Find how many lines in the entries below carry the word "models" and answer with only that figure.

Data for this task section start

PR #1642, opened 2024-12-10
[SSCP] Provide `sycl::buffer` device pointers to custom operations

feltech:
If a kernel passed to `AdaptiveCpp_enqueue_custom_operation` makes use of (i.e. captures) a `sycl::buffer`, then the captured buffer's internal pointer must point to its associated device memory, in order for the custom kernel to extract the pointer and provide to e.g. `cudaMemcpyAsync`.

The transformation from host pointer to device pointer is done at kernel launch time by rewriting the bytes of the kernel's captured variables using an `initialize_embedded_pointers` function. However, this function was not being called for custom operations enqueued using `AdaptiveCpp_enqueue_custom_operation`.

So decorate the custom kernel with a call to `initialize_embedded_pointers`, before calling the kernel itself.

This is required for e.g. oneMKL, which makes use of `AdaptiveCpp_enqueue_custom_operation` (well, `hipSYCL_enqueue_custom_operation`) to call cuBLAS functions, with the device memory pointer coming from a `sycl::buffer` (via `sycl::interop_handle::get_native_mem<...>(...)`

There is a unit test of `AdaptiveCpp_enqueue_custom_operation` (`custom_enqueue`) checking this case. However, I found that it was being skipped when running the suite locally. It seems there is a logic flaw in the macros that conditionally compile the test. After tweaking the macros and running the test, it does indeed fail without the above fix.

Unfortunately I'm currently limited in local testing to NVIDIA and to SSCP. Setting the target to either `cuda` or `cuda.explicit-multipass` causes compiler crashes (hopefully just a local config issue). 

This means I don't actually know whether the `custom_enqueue` test runs using other CUDA targets; and whether my changes to the CMake/macro config makes sense for other CUDA targets; and whether similar changes are needed for ROCM/HIP targets...

### DIFF
--- a/include/hipSYCL/glue/llvm-sscp/sscp_kernel_launcher.hpp
+++ b/include/hipSYCL/glue/llvm-sscp/sscp_kernel_launcher.hpp
@@ -295,7 +295,12 @@ public:
       
     } else if constexpr (type == rt::kernel_type::custom) {
       // handled at invoke time
-      data.custom_op = k;
+      data.custom_op = [k](rt::kernel_operation * kernel_op, sycl::interop_handle& ih) mutable {
+          kernel_op->initialize_embedded_pointers(
+              static_cast<void*>(&k),
+              sizeof(Kernel));
+          k(ih);
+       };
     }
     else {
       assert(false && "Unsupported kernel type");
@@ -313,8 +318,9 @@ public:
       assert(backend_params);
       sycl::interop_handle handle{node->get_assigned_device(),
                                   backend_params};
-
-      launch_config.custom_op(handle);
+      auto *kernel_op =
+          static_cast<rt::kernel_operation *>(node->get_operation());
+      launch_config.custom_op(kernel_op, handle);
 
       return rt::make_success();
     } else {
--- a/include/hipSYCL/glue/kernel_launcher_data.hpp
+++ b/include/hipSYCL/glue/kernel_launcher_data.hpp
@@ -31,6 +31,7 @@ class dag_node;
 class kernel_configuration;
 class backend_kernel_launch_capabilities;
 class hcf_kernel_info;
+class kernel_operation;
 }
 
 namespace glue {
@@ -53,7 +54,7 @@ struct kernel_launcher_data {
   rt::range<3> group_size; // <- indices must be flipped
   unsigned local_mem_size;
   // In case the launch is a custom operation
-  std::function<void(sycl::interop_handle&)> custom_op;
+  std::function<void(rt::kernel_operation*, sycl::interop_handle&)> custom_op;
 
   using invoker_function_t = rt::result (*)(
       const kernel_launcher_data &launch_config, rt::dag_node *node,


include/hipSYCL/glue/llvm-sscp/sscp_kernel_launcher.hpp
```diff
@@ -295,7 +295,12 @@ class sscp_kernel_launcher
       
     } else if constexpr (type == rt::kernel_type::custom) {
       // handled at invoke time
-      data.custom_op = k;
+      data.custom_op = [k](rt::kernel_operation * kernel_op, sycl::interop_handle& ih) mutable {
+          kernel_op->initialize_embedded_pointers(
+              static_cast<void*>(&k),
+              sizeof(Kernel));
+          k(ih);
```
illuhad, line 302: Why do this lambda wrapping exercise? Why not initialize the embedded pointers in `invoke()` a couple lines further down (before line 317), where this is also done for non-custom-op kernel invocations (see lines 327-331)?

tests/CMakeLists.txt
```diff
@@ -110,6 +110,19 @@ add_executable(sycl_tests
 # Also test instant submission mode
 target_compile_definitions(sycl_tests PRIVATE -DACPP_ALLOW_INSTANT_SUBMISSION=1)
 target_include_directories(sycl_tests PRIVATE ${Boost_INCLUDE_DIRS} ${CMAKE_CURRENT_SOURCE_DIR} ${OpenMP_CXX_INCLUDE_DIRS})
+
+if (ACPP_CUDA_BACKEND_AVAILABLE AND (NOT ACPP_TARGETS OR ACPP_TARGETS MATCHES "cuda" OR ACPP_TARGETS MATCHES "generic"))
+  message(STATUS "CUDA enabled - searching for CUDA toolkit")
+  find_package(CUDAToolkit QUIET)
+  if (CUDAToolkit_FOUND)
+    target_link_libraries(sycl_tests PRIVATE CUDA::cudart)
```
illuhad: I'm not really convinced this is the right approach. I understand that you want to test whether interop with custom operation works with CUDA, and I appreciate the effort :)

But the whole point of `generic` is to decouple the generated binary from backends in order to have backend-independent binaries. The code should be able to run (minus interop, of course) independently of whether the binary is directly linked against CUDA or not.

This PR would change our CI to no longer test this if a CUDA toolkit is found. In this case, CUDA would be linked directly to the application, and we would be unable to detect symbol creep from the CUDA backend into the application.

So, for SSCP I think we should at most make this an optional test, if we want to have it at all. Testing both cases would require building the tests twice - once with CUDA linked and once without, and I'm not sure this double stress on CI is worth it.
Also, I'm not sure why we should treat CUDA differently here than say, HIP (where we have even less CI resources).

Maybe we should have some dedicated interop test suite which could then link against backend libraries as much as it wants. This test suite could be fairly small, and hence only require little resources and be run on all backends that support interop.

This change might be out of scope for this PR, so I would be happy to maintain the status quo of interop testing with SSCP for now until we do it properly in a future PR. Would this be okay for you?

illuhad (commented):
Good catch :) This looks like it might have taken quite some debugging time, thank  you :)

include/hipSYCL/glue/llvm-sscp/sscp_kernel_launcher.hpp
feltech: Ah yes. I struggled due to the opaque way `std::function` allocates space for its stored callable.  I.e. given a `std::function`, how can we retrieve a pointer (and size) to pass to `initialize_embedded_pointers`?  I did try a few approaches (it was a few weeks ago now so the details are fuzzy), but kept hitting segfaults and other nasty errors.

tests/CMakeLists.txt
feltech: Totally on board. Honestly, the large number of macros and defines and targets and their interaction still confuses me. 

> I understand that you want to test whether interop with custom operation works with CUDA

Indeed, well, I was surprised to learn there was already a test for this, but it wasn't running. I suspect there's something I'm just not understanding here, but..

As best I can tell, before this PR the tests would never run, since the macro `ACPP_LIBKERNEL_COMPILER_SUPPORTS_CUDA` is basically the same as `__CUDACC__`. 

The [CUDA docs say](https://docs.nvidia.com/cuda/cuda-compiler-driver-nvcc/)

> Defined when compiling CUDA source files

The [Clang docs say](https://llvm.org/docs/CompileCudaWithLLVM.html)

> Both clang and nvcc define __CUDACC__ during CUDA compilation

Both of which to my mind are ambiguous, but I assume mean compiling `.cu` files regardless of host or device pass.  So the `custom_enqueue` tests would have only run if treating `.cpp` files as `.cu` files?  Perhaps this is the case for the `cuda` targets of `acpp`, but not for the `generic` target, hence my confusion?


> Also, I'm not sure why we should treat CUDA differently here than say, HIP (where we have even less CI resources).

Yeah I was reluctant to touch HIP since I have no way to develop/test this locally.


> I would be happy to maintain the status quo of interop testing with SSCP for now until we do it properly in a future PR. Would this be okay for you?

This is fine.  So to be clear, I can drop all commits apart from the last one?  This will mean my change is not tested (yet), at least with the `generic` target.

feltech:
> Good catch :) This looks like it might have taken quite some debugging time, thank you :)

:smile: Indeed it was an epic adventure into the internals of AdaptiveCpp, in a quest to make oneMKL work with it (via cuBLAS).

tests/CMakeLists.txt
illuhad: > Totally on board. Honestly, the large number of macros and defines and targets and their interaction still confuses me.

Yeah, flexibility inevitably pulls in complexity. There's no other SYCL compiler that supports as many compilation flows as AdaptiveCpp.

> Indeed, well, I was surprised to learn there was already a test for this, but it wasn't running. I suspect there's something I'm just not understanding here, but..
> As best I can tell, before this PR the tests would never run, since the macro ACPP_LIBKERNEL_COMPILER_SUPPORTS_CUDA is basically the same as __CUDACC__.

Yes. `ACPP_LIBKERNEL_COMPILER_SUPPORTS_CUDA` basically tests whether we are in `--acpp-targets=cuda`, *not* `--acpp-targets=generic`.
This might have been deliberate to avoid the the questions around linking of `libcudart` that you discovered :)

> Perhaps this is the case for the cuda targets of acpp, but not for the generic target, hence my confusion?

Yes, exactly. `--acpp-targets=cuda` runs through the clang CUDA toolchain, so in this case you are effectively compiling your SYCL code with a CUDA compiler in disguise that was augmented by AdaptiveCpp to also understand SYCL. The same is true for `--acpp-targets=hip` and the clang HIP toolchain respectively.

On the other hand, with `--acpp-targets=generic` everything is controlled by AdaptiveCpp and there are no other programming models involved.

The `cuda`/`hip` targets integrate tightly with backend models CUDA/HIP and in particular also support mix-and-match of CUDA/HIP code with SYCL. As such, they are primarily useful when migrating code.

The advantage of `generic` is that, since it's completely under the control of AdaptiveCpp, it offers much more features and AdaptiveCpp-specific performance optimizations. Since this compiler is a JIT compiler with a backend-unified code representation, binary portability is much better. After all, every binary can dispatch to all backends depending on what hardware it finds in the system at runtime.

> Yeah I was reluctant to touch HIP since I have no way to develop/test this locally.

Understandable. We do have AMD hardware in CI, but of course iterating on code while relying solely on CI for testing is cumbersome.

> This is fine. So to be clear, I can drop all commits apart from the last one? This will mean my change is not tested (yet), at least with the generic target.

Yes, this would be my suggestion for now.

include/hipSYCL/glue/llvm-sscp/sscp_kernel_launcher.hpp
illuhad: Ah, I missed that, right. Hm... for the other kernel invocation types this is solved by storing the lambda in the kernel argument fields. However, in these cases, the lambda never needs to be invoked since we only care about its members to pass them in as argument for the kernel.

Doing something similar for custom ops might be equally, if not more complicated than what you did. So I guess your conclusion is probably the right one :)

tests/CMakeLists.txt
feltech: That all makes total sense, thanks for the detailed explanation.

I've dropped the other commits, rebased on `develop`, and re-worded the remaining commit message to elaborate on the questions raised here.

illuhad (approved):
Thanks!

PR #1643, opened 2024-12-11
[SSCP][llvm-to-host] Support internal local memory for group algorithms

illuhad:
This PR adds support for an additional section of dedicated local memory to be passed into the kernel for internal use, particularly for the implementation of group algorithms.

It turned out to not be possible to allocate local memory as `thread_local` memory inside the bitcode libraries due to TLS limitations.

While it might have been possible to use the existing local memory and set aside some part of that allocation for group algorithms, this would have introduced some additional, potentially undesired, offset calculations when accessing local memory.

Therefore, this PR solves this at the compiler level with an additional local memory builtin for internal use.

### DIFF
--- a/src/runtime/omp/omp_queue.cpp
+++ b/src/runtime/omp/omp_queue.cpp
@@ -186,14 +186,36 @@ std::size_t get_page_size() {
 #endif
 }
 
+void *resize_and_align(std::vector<char> &data, std::size_t size,
+                       std::size_t alignment) {
+  data.resize(size + alignment);
+  return reinterpret_cast<void*>(
+        next_multiple_of(reinterpret_cast<std::uint64_t>(data.data()),
+                         alignment));
+}
+
+void *resize_and_strongly_align(std::vector<char> &data, std::size_t size) {
+  // compiler/libkernel builtins assume alignment of at least
+  // 512 byte boundaries
+  std::size_t alignment = std::max(std::size_t{512}, get_page_size());
+  return resize_and_align(data, size, alignment);
+}
+
 result
 launch_kernel_from_so(omp_sscp_executable_object::omp_sscp_kernel *kernel,
                       const rt::range<3> &num_groups,
                       const rt::range<3> &local_size, unsigned shared_memory,
                       void **kernel_args) {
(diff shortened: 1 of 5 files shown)


src/runtime/omp/omp_queue.cpp
```diff
@@ -210,23 +232,20 @@ launch_kernel_from_so(omp_sscp_executable_object::omp_sscp_kernel *kernel,
...
-    local_memory.resize(shared_memory + local_mem_alignment);
-    auto aligned_local_memory = reinterpret_cast<void *>(
-        next_multiple_of(reinterpret_cast<std::uint64_t>(local_memory.data()),
-                         local_mem_alignment));
-
+    static thread_local std::vector<char> internal_local_memory;
+    auto aligned_local_memory =
+        resize_and_strongly_align(local_memory, shared_memory);
+    auto aligned_internal_local_memory = resize_and_strongly_align(
+        internal_local_memory, local_size.size() * sizeof(uint64_t));
```
fodinabor, line 239: Just to confirm if the size is sufficient?
In OpenMP we had: 128*1024 bytes (IIRC, this was due to `vec<double,16>`). We won't need this here?

fodinabor (commented):
LGTM so far.
I'm wondering, if there's ways to inform LLVM that these pointers are noalias and dereferencable. The latter, I gues would only work, once @moritz-2001 sends in the WG specialization patch :)

src/runtime/omp/omp_queue.cpp
illuhad: Yes, this will be fine, at least for now. SSCP group algorithms operate component-wise, so we will never need more than 64-bit per element (well, unless `int128_t` becomes a proper thing in SYCL). The motivation here is that we also need to support `marray` which has arbitrary number of components - so it makes sense to just handle non-scalar types component-wise.

illuhad:
> I'm wondering, if there's ways to inform LLVM that these pointers are noalias and dereferencable

I guess we could add some compiler logic to add `noalias` attributes. Perhaps it's already sufficient to add `__restrict__` to the return type of the builtins?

Data for this task section end

▶ Task output
2